EXERCISE DETAILS
A single number is the answer: how many lines of the entries contain the word "alreadyTracked"?

Records contained in a dataset:
PR #14279, opened 2022-03-30
Add new token added event (duplicating the existing event structure) when collectible is manually added

### LINKED ISSUE #13477: Add event metrics on NFT support in extension
### Describe the bug

Notion reference: https://www.notion.so/NFT-support-in-extension-v1-844f8c3e72e044c4b8d6f7da7e24b646#c9bf0bdb95e044378b6b382953e76a20

### Acceptance Criteria

~~1. **Usage of NFTs. Goal: create asset value per user metric.** i.e. NFT: $15 per user, Non-NFT: $80 per user
    a. Assets vs NFTs
        i. Asset types and value
        ii. Number of NFTs and NFT types (floor value if possible)
    b. Number of NFT collections~~
        
nft 1a
nft 1b

        
~~2. **Detection utility. Goal: elevate usage of detection that’ll lead to improvements of detection overall.**
    a. NFT detection allowed vs disabled
        i. Centralized detection
        ii. Non-centralized detection~~
            
nft 2a
            
b. NFTs added via detection
        i. Added via NFT detection
        ii. Added via Token detection
            
nft 2b
nft 2bii

c. Manually added
        
nft 2c

        
3. **Flow analysis. Goal: track flow of user journey to determine drop-offs and exits**
    a. Adding flow
        i. NFT detected (2bii) → NFT detection (centralized (2ai) / non-centralized (2aii)) → Added via NFT detection (2bi)
        ii. Manual add (2c) → Added via manual 
   b. Sending flow
        i. NFT Details
        ii. Address Added 
        iii. NFT Sent
        
nft 3bi
nft 3bii
nft 3biii

### Tasks
- [x] Add new user trait for 'NFT Autodetection Enabled'. (done #14367) 
- [x] Add new user trait for 'OpenSeas API Enabled'. (done #14367) 
- [x] Add new user trait for 'Number of NFTs'. (done #14495)
- [x] Add new user trait for 'Number of Tokens'. (done in #14427)
- [x] Add new user trait for 'Number of NFT collections'. (done #14377)
- [x] Modify existing token added events to record the `asset_type` using `ASSET_TYPES` from transactions const
- [x] Modify existing token added events to record the `token_standard` using `TOKEN_STANDARDS` from 'ui/helpers/constants/common'
- [x] Add new token added event (duplicating the existing event structure) when auto detection occurs for NFTs (in progress #14279)
- [x] Add metric tracking for NFT detection. See `CollectionDetectionController` and acceptance criteria # 3a
   - Set source property to detected on the new token added event (In Progress https://github.com/MetaMask/controllers/pull/814)
- [x] Add metric tracking for NFT send flow. See `CollectionDetectionController` and acceptance criteria # 3b
- [x] Add `asset_type` to transaction events (done in #13858)
- [x] Add `token_standard` to transaction events (done in #13858)

#### Collectibles state help
Collectibles state comes from the CollectiblesController from metamask/controllers. The key in our state tree we'll want to use is `allCollectibles`. So in the handleMetaMaskUpdate function on the MetaMetrics controller introduced in #14192 you will add some new keys to the traits object for the various tasks above specifying add new user trait.

```js
/**
 * @type Collectible
 *
 * Collectible representation
 * @property address - Hex address of a ERC721 contract
 * @property description - The collectible description
 * @property image - URI of custom collectible image associated with this tokenId
 * @property name - Name associated with this tokenId and contract address
 * @property tokenId - The collectible identifier
 * @property numberOfSales - Number of sales
 * @property backgroundColor - The background color to be displayed with the item
 * @property imagePreview - URI of a smaller image associated with this collectible
 * @property imageThumbnail - URI of a thumbnail image associated with this collectible
 * @property imageOriginal - URI of the original image associated with this collectible
 * @property animation - URI of a animation associated with this collectible
 * @property animationOriginal - URI of the original animation associated with this collectible
 * @property externalLink - External link containing additional information
 * @property creator - The collectible owner information object
 * @property isCurrentlyOwned - Boolean indicating whether the address/chainId combination where it's currently stored currently owns this collectible
 */
```

All collectibles has this shape:
```js
```

This is an object whose keys are accounts and the values are objects where the keys are chainIds. So, for example, in order to get an aggregate number of NFTs imported you'll have to go through each chainId in each account in this object and sum the length of the Collectibles array.

In order to get the number of collections you'll need to do the same sort of thing but you'll want the number of unique 'address' properties on the entries. Each collectible has an address property that indicates which collection it is a part of.

segun:
Add new token added event (duplicating the existing event structure) when collectible is manually added

Set source property to custom on the new token added event,

## More information

* Progresses #13477

### DIFF
--- a/ui/pages/add-collectible/add-collectible.js
+++ b/ui/pages/add-collectible/add-collectible.js
@@ -1,4 +1,4 @@
-import React, { useState } from 'react';
+import React, { useContext, useState } from 'react';
 import { useHistory } from 'react-router-dom';
 import { useDispatch, useSelector } from 'react-redux';
 import { util } from '@metamask/controllers';
@@ -24,6 +24,7 @@ import FormField from '../../components/ui/form-field';
 import { getIsMainnet, getUseCollectibleDetection } from '../../selectors';
 import { getCollectiblesDetectionNoticeDismissed } from '../../ducks/metamask/metamask';
 import CollectiblesDetectionNotice from '../../components/app/collectibles-detection-notice';
+import { MetaMetricsContext } from '../../contexts/metametrics';
 
 export default function AddCollectible() {
   const t = useI18nContext();
@@ -47,6 +48,7 @@ export default function AddCollectible() {
   const [tokenId, setTokenId] = useState('');
   const [disabled, setDisabled] = useState(true);
   const [collectibleAddFailed, setCollectibleAddFailed] = useState(false);
+  const trackEvent = useContext(MetaMetricsContext);
 
   const handleAddCollectible = async () => {
     try {
@@ -65,6 +67,17 @@ export default function AddCollectible() {
       );
     }
     dispatch(setNewCollectibleAddedMessage('success'));
+
+    trackEvent({
+      event: 'Collectible Added',
+      category: 'Wallet',
+      sensitiveProperties: {
+        token_contract_address: address,
+        tokenId: tokenId.toString(),
+        source: 'manual',
+      },
+    });
+
     history.push(DEFAULT_ROUTE);
   };
 
--- a/ui/pages/add-collectible/add-collectible.js
+++ b/ui/pages/add-collectible/add-collectible.js
@@ -17,6 +17,8 @@ import ActionableMessage from '../../components/ui/actionable-message';
 import PageContainer from '../../components/ui/page-container';
 import {
   addCollectibleVerifyOwnership,
+  getERC1155TokenURI,
+  getERC721TokenURI,
   removeToken,
   setNewCollectibleAddedMessage,
 } from '../../store/actions';
@@ -25,6 +27,8 @@ import { getIsMainnet, getUseCollectibleDetection } from '../../selectors';
 import { getCollectiblesDetectionNoticeDismissed } from '../../ducks/metamask/metamask';
 import CollectiblesDetectionNotice from '../../components/app/collectibles-detection-notice';
 import { MetaMetricsContext } from '../../contexts/metametrics';
+import { ASSET_TYPES } from '../../../shared/constants/transaction';
+import { TOKEN_STANDARDS } from '../../helpers/constants/common';
 
 export default function AddCollectible() {
   const t = useI18nContext();
@@ -50,6 +54,29 @@ export default function AddCollectible() {
   const [collectibleAddFailed, setCollectibleAddFailed] = useState(false);
   const trackEvent = useContext(MetaMetricsContext);
 
+  const getCollectibleStandard = async () => {
+    // try ERC721 uri
+    let tokenStandard;
+    try {
+      const result = await dispatch(getERC721TokenURI(address, tokenId));
+      if (result) {
+        tokenStandard = TOKEN_STANDARDS.ERC721;
+      }
+    } catch {
+      // try ERC1155 uri
+      try {
+        const result = await dispatch(getERC1155TokenURI(address, tokenId));
+        if (result) {
+          tokenStandard = TOKEN_STANDARDS.ERC1155;
+        }
+      } catch (err) {
+        tokenStandard = '';
+      }
+    }
+
+    return tokenStandard;
+  };
+
   const handleAddCollectible = async () => {
     try {
       await dispatch(
@@ -68,13 +95,20 @@ export default function AddCollectible() {
     }
     dispatch(setNewCollectibleAddedMessage('success'));
 
+    const tokenStandard = await getCollectibleStandard(
+      address,
+      tokenId.toString(),
+    );
+
     trackEvent({
       event: 'Collectible Added',
       category: 'Wallet',
       sensitiveProperties: {
         token_contract_address: address,
         tokenId: tokenId.toString(),
-        source: 'manual',
+        asset_type: ASSET_TYPES.COLLECTIBLE,
+        token_standard: tokenStandard,
+        source: 'custom',
       },
     });
 
--- a/ui/pages/add-collectible/add-collectible.js
+++ b/ui/pages/add-collectible/add-collectible.js
@@ -22,11 +22,7 @@ import {
   setNewCollectibleAddedMessage,
 } from '../../store/actions';
 import FormField from '../../components/ui/form-field';
-import {
-  getIsMainnet,
-  getSelectedAddress,
-  getUseCollectibleDetection,
-} from '../../selectors';
+import { getIsMainnet, getUseCollectibleDetection } from '../../selectors';
 import { getCollectiblesDetectionNoticeDismissed } from '../../ducks/metamask/metamask';
 import CollectiblesDetectionNotice from '../../components/app/collectibles-detection-notice';
 import { MetaMetricsContext } from '../../contexts/metametrics';
--- a/ui/pages/add-collectible/add-collectible.js
+++ b/ui/pages/add-collectible/add-collectible.js
@@ -17,18 +17,20 @@ import ActionableMessage from '../../components/ui/actionable-message';
 import PageContainer from '../../components/ui/page-container';
 import {
   addCollectibleVerifyOwnership,
-  getERC1155TokenURI,
-  getERC721TokenURI,
+  getTokenStandardAndDetails,
   removeToken,
   setNewCollectibleAddedMessage,
 } from '../../store/actions';
 import FormField from '../../components/ui/form-field';
-import { getIsMainnet, getUseCollectibleDetection } from '../../selectors';
+import {
+  getIsMainnet,
+  getSelectedAddress,
+  getUseCollectibleDetection,
+} from '../../selectors';
 import { getCollectiblesDetectionNoticeDismissed } from '../../ducks/metamask/metamask';
 import CollectiblesDetectionNotice from '../../components/app/collectibles-detection-notice';
 import { MetaMetricsContext } from '../../contexts/metametrics';
 import { ASSET_TYPES } from '../../../shared/constants/transaction';
-import { TOKEN_STANDARDS } from '../../helpers/constants/common';
 
 export default function AddCollectible() {
   const t = useI18nContext();
@@ -53,29 +55,7 @@ export default function AddCollectible() {
   const [disabled, setDisabled] = useState(true);
   const [collectibleAddFailed, setCollectibleAddFailed] = useState(false);
   const trackEvent = useContext(MetaMetricsContext);
-
-  const getCollectibleStandard = async () => {
-    // try ERC721 uri
-    let tokenStandard;
-    try {
-      const result = await dispatch(getERC721TokenURI(address, tokenId));
-      if (result) {
-        tokenStandard = TOKEN_STANDARDS.ERC721;
-      }
-    } catch {
-      // try ERC1155 uri
-      try {
-        const result = await dispatch(getERC1155TokenURI(address, tokenId));
-        if (result) {
-          tokenStandard = TOKEN_STANDARDS.ERC1155;
-        }
-      } catch (err) {
-        tokenStandard = '';
-      }
-    }
-
-    return tokenStandard;
-  };
+  const selectedAddress = useSelector(getSelectedAddress);
 
   const handleAddCollectible = async () => {
     try {
@@ -95,8 +75,9 @@ export default function AddCollectible() {
     }
     dispatch(setNewCollectibleAddedMessage('success'));
 
-    const tokenStandard = await getCollectibleStandard(
+    const tokenDetails = await getTokenStandardAndDetails(
       address,
+      selectedAddress,
       tokenId.toString(),
     );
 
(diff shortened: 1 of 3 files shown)


ui/pages/add-collectible/add-collectible.js
```diff
@@ -46,8 +50,71 @@ export default function AddCollectible() {
...
+
+    if (alreadyTracked) {
+      return;
+    }
+
+    trackEvent({
+      event: 'Token Added',
+      category: 'Wallet',
+      sensitiveProperties: {
+        token_symbol: '',
```
brad-decker, line 93: best to leave these empty strings as undefined (just omit the properties), segment will strip them anyways.

digiwand (commented):
LGTM after updating the code based on what Brad [commented](https://github.com/MetaMask/metamask-extension/pull/14279#discussion_r838950067)

I see that the reused pattern from the codebase has been designed to support more events 👍 Can we get a reference to the related, event tracking pattern you found in the codebase?

ui/pages/add-collectible/add-collectible.js
segun: Fixed [here](https://github.com/MetaMask/metamask-extension/pull/14279/commits/1fd076232dab0526122622ef0968e9f664518c6d)

ui/pages/add-collectible/add-collectible.js
```diff
@@ -46,8 +50,68 @@ export default function AddCollectible() {
...
+      return;
+    }
+
+    trackEvent({
+      event: 'Token Added',
+      category: 'Wallet',
+      sensitiveProperties: {
+        token_contract_address: newCollectible.address,        
+        tokenId: newCollectible.tokenId,
+        name: newCollectible.name ? newCollectible.name : null,
```
digiwand, line 95:
```suggestion
        name: newCollectible.name || null,
```
nit: we could shorten this. Same comment for the `description` prop below

digiwand (dismissed):
LGTM! left just a minor suggestion related to [lines 95 & 96](https://github.com/MetaMask/metamask-extension/pull/14279/files#diff-d1e7bb97394326d6e78a5d8631e4d88531660b2f9e21ce61f5f3906dd556eac5R95)

ui/pages/add-collectible/add-collectible.js
segun: fixed [here](https://github.com/MetaMask/metamask-extension/pull/14279/commits/2dff6f9ebd06242a63bd80eec250ec59d245e5e4)

ui/pages/add-collectible/add-collectible.js
```diff
@@ -46,8 +50,66 @@ export default function AddCollectible() {
...
+  const collectibles = useSelector(getCollectibles);
+
+  useEffect(() => {
+    if (!tokenId || !address) {
+      return;
+    }
+
+    const newCollectible = collectibles.find(
+      (collectible) =>
+        collectible.address === address &&
```
adonesky1, line 73: might be worth making this a case-insensitive check until we have thoroughly standardized checksumming across controllers.

segun: fixed [here](https://github.com/MetaMask/metamask-extension/pull/14279/commits/d68dc9564e5ee8b6f7989ccbbb799b3604389567)

ui/pages/add-collectible/add-collectible.js
```diff
@@ -46,8 +50,66 @@ export default function AddCollectible() {
...
+        collectible.tokenId === tokenId.toString(),
+    );
+
+    if (!newCollectible) {
+      return;
+    }
+
+    const alreadyTracked = eventTracked.find(
+      (et) => et.address === address && et.tracked === true,
```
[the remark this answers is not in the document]
segun: fixed [here](https://github.com/MetaMask/metamask-extension/pull/14279/commits/d68dc9564e5ee8b6f7989ccbbb799b3604389567)

digiwand (dismissed):
Awesome, LGTM! 

Good to know about [@adonesky1's comment above](https://github.com/MetaMask/metamask-extension/pull/14279#discussion_r842893856):
> might be worth making this a case-insensitive check until we have thoroughly standardized storing addresses as checksummed across controllers.

now I'm wondering if we want to normalize the addresses here and/or through Segment.
cc: @brad-decker

jpuri (dismissed):

ui/pages/add-collectible/add-collectible.js
```diff
@@ -46,8 +50,68 @@ export default function AddCollectible() {
...
+  const collectibles = useSelector(getCollectibles);
+
+  useEffect(() => {
+    if (!tokenId || !address) {
+      return;
+    }
+
+    const newCollectible = collectibles.find(
+      (collectible) =>
+        collectible.address.toLowerCase() === address.toLowerCase() &&
```
adonesky1, line 73: [nit] - you could/should use the `isEqualCaseInsensitive` util method

brad-decker (changes requested):
potentially blocking question: ... Is this tracking token added when the token is detected or when the token is added to the wallet? :

ui/pages/add-collectible/add-collectible.js
```diff
@@ -46,8 +50,68 @@ export default function AddCollectible() {
   );
   const [tokenId, setTokenId] = useState('');
   const [disabled, setDisabled] = useState(true);
+  const [eventTracked, setEventTracked] = useState([
+    {
+      event: 'Token Added',
```
adonesky1, line 55: Should this be collectible/NFT added? Sorry I don't have context on the schema we're using, are we somehow indicating that this is an collectible/NFT elsewhere as a subcategory of token?

ui/pages/add-collectible/add-collectible.js
```diff
@@ -46,8 +50,68 @@ export default function AddCollectible() {
...
+
+    trackEvent({
+      event: 'Token Added',
+      category: 'Wallet',
+      sensitiveProperties: {
+        token_contract_address: newCollectible.address,
+        tokenId: newCollectible.tokenId,
+        name: newCollectible.name || null,
+        description: newCollectible.description || null,
+        source: 'detected',
```
adonesky1, line 99: A couple of broader questions adding to @brad-decker's point.
1. This is not a "detected" add token event. This is a manually added token. 
and 2. I'm a bit confused about why this track event is being called in a `useEffect` on the page where the user is adding the collectible. Is the idea that the value of `collectibles` will change when the user submits the form to add the collectible and this effect will happen before the component dismounts from the history.push event called on line 132 (at the end of the submission handler)?

segun: For 2: Yes. I did test this. The useEffect is called before the component dismounts. 
For 1: Do we have a "detected" flow for NFTs?

segun:
> potentially blocking question: ... Is this tracking token added when the token is detected or when the token is added to the wallet? :

It's added when the token is added to the wallet.

ui/pages/add-collectible/add-collectible.js
digiwand: oh. interesting. I was also confused by the original request, "when auto detection occurs for NFTs".

The existing patterns for "Token Added" do not live in `useEffect` hooks. If we were following the pattern used for "Token Added", we could call `trackEvent` in the same method or callback that adds the token. In this case, could we call track in `handleAddCollectible`?  I'm wondering where you found this pattern original pattern with `useEffect`

ui/pages/add-collectible/add-collectible.js
brad-decker: No we should use the asset_type and token_standard properties that match the transaction events to indicate that this 'Added Token' is a collectible/NFT

ui/pages/add-collectible/add-collectible.js
```diff
@@ -65,6 +67,17 @@ export default function AddCollectible() {
...
     }
     dispatch(setNewCollectibleAddedMessage('success'));
+
+    trackEvent({
+      event: 'Collectible Added',
+      category: 'Wallet',
+      sensitiveProperties: {
+        token_contract_address: address,
+        tokenId: tokenId.toString(),
+        source: 'manual',
```
brad-decker, line 77: we're missing properties here. asset_type, token_standard... and source should 'custom' (if this is when the user manually types in all the details of the token)

brad-decker (changes requested):

ui/pages/add-collectible/add-collectible.js
segun: fixed [here](https://github.com/MetaMask/metamask-extension/pull/14279/commits/a82b0a8b6ff401b1be075480a26a729d3ba46c24)

ui/pages/add-collectible/add-collectible.js
```diff
@@ -47,6 +52,30 @@ export default function AddCollectible() {
   const [tokenId, setTokenId] = useState('');
   const [disabled, setDisabled] = useState(true);
   const [collectibleAddFailed, setCollectibleAddFailed] = useState(false);
+  const trackEvent = useContext(MetaMetricsContext);
+
+  const getCollectibleStandard = async () => {
```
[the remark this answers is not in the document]
segun: fixed [here](https://github.com/MetaMask/metamask-extension/pull/14279/commits/06de1bf378dce041c50a35dcf20691fa6e123d49)

ui/pages/add-collectible/add-collectible.js
```diff
@@ -95,8 +75,9 @@ export default function AddCollectible() {
     }
     dispatch(setNewCollectibleAddedMessage('success'));
 
-    const tokenStandard = await getCollectibleStandard(
+    const tokenDetails = await getTokenStandardAndDetails(
       address,
+      selectedAddress,
```
adonesky1, line 80: We actually don't need this here since it is not used for non-ERC20 tokens. Its a weird function signature that we will change (to accept an object) but for now you can and should put the second arg as `null` and no longer need to get the selectedAddress from state.

ui/pages/add-collectible/add-collectible.js
adonesky1: You could add this field back now since some NFTs have a symbol and it is returned by the `getTokenStandardAndDetails` method that you are using now.

adonesky1: cc @segun ☝️

adonesky1:
@segun just want to make sure you see my comment [here](https://github.com/MetaMask/metamask-extension/pull/14279#discussion_r848775987)

chimerahedonista:
> @segun just want to make sure you see my comment [here](https://github.com/MetaMask/metamask-extension/pull/14279#discussion_r848775987)

Oh I missed that comment.

ui/pages/add-collectible/add-collectible.js
chimerahedonista: Somehow missed this comment....fixed [here](https://github.com/MetaMask/metamask-extension/pull/14279/commits/b2b69c05d13ded9b2180dcda2e1afe06c9a004bf)

segun: Somehow missed that....fixed [here](https://github.com/MetaMask/metamask-extension/pull/14279/commits/b2b69c05d13ded9b2180dcda2e1afe06c9a004bf)

adonesky1: @segun that commit doesn't see to re-add the `token_symbol` to the event?

adonesky1:
@segun another comment still to address here: https://github.com/MetaMask/metamask-extension/pull/14279#discussion_r850491673

ui/pages/add-collectible/add-collectible.js
```diff
@@ -65,6 +69,26 @@ export default function AddCollectible() {
...
+    trackEvent({
+      event: 'Token Added',
+      category: 'Wallet',
+      sensitiveProperties: {
+        token_contract_address: address,
+        token_symbol: tokenDetails?.symbol,
+        tokenId: tokenId.toString(),
+        asset_type: ASSET_TYPES.COLLECTIBLE,
+        token_standard: tokenDetails?.standard,
+        source: 'custom',
```
adonesky1, line 88: just a question what does `source: 'custom'` mean?

adonesky1 (approved):
On non blocking question but LGTM

ui/pages/add-collectible/add-collectible.js
brad-decker: custom means its added manually. possible options right now are 'custom' | 'dapp' | 'list' | 'detected'

digiwand (approved):
👍  can we update the description too please? 

currently, it says: 
> Set source property to manual on the new token added event

and we've updated the code to set the source to "custom"

ui/pages/add-collectible/add-collectible.js
digiwand: @segun 

should we set this to `detected`? In [#13477](https://github.com/MetaMask/metamask-extension/issues/13477), one of our tasks is to 
>  Set source property to detected on the new token added event

adonesky1:
@brad-decker have your "requested changes" been addressed? Currently this PR is only blocked by that request.

brad-decker:
me: Welp, this is good to go..why aren't they merging it.
also me: .... 🤦🏻‍♂️

brad-decker (approved):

TASK ANSWER
2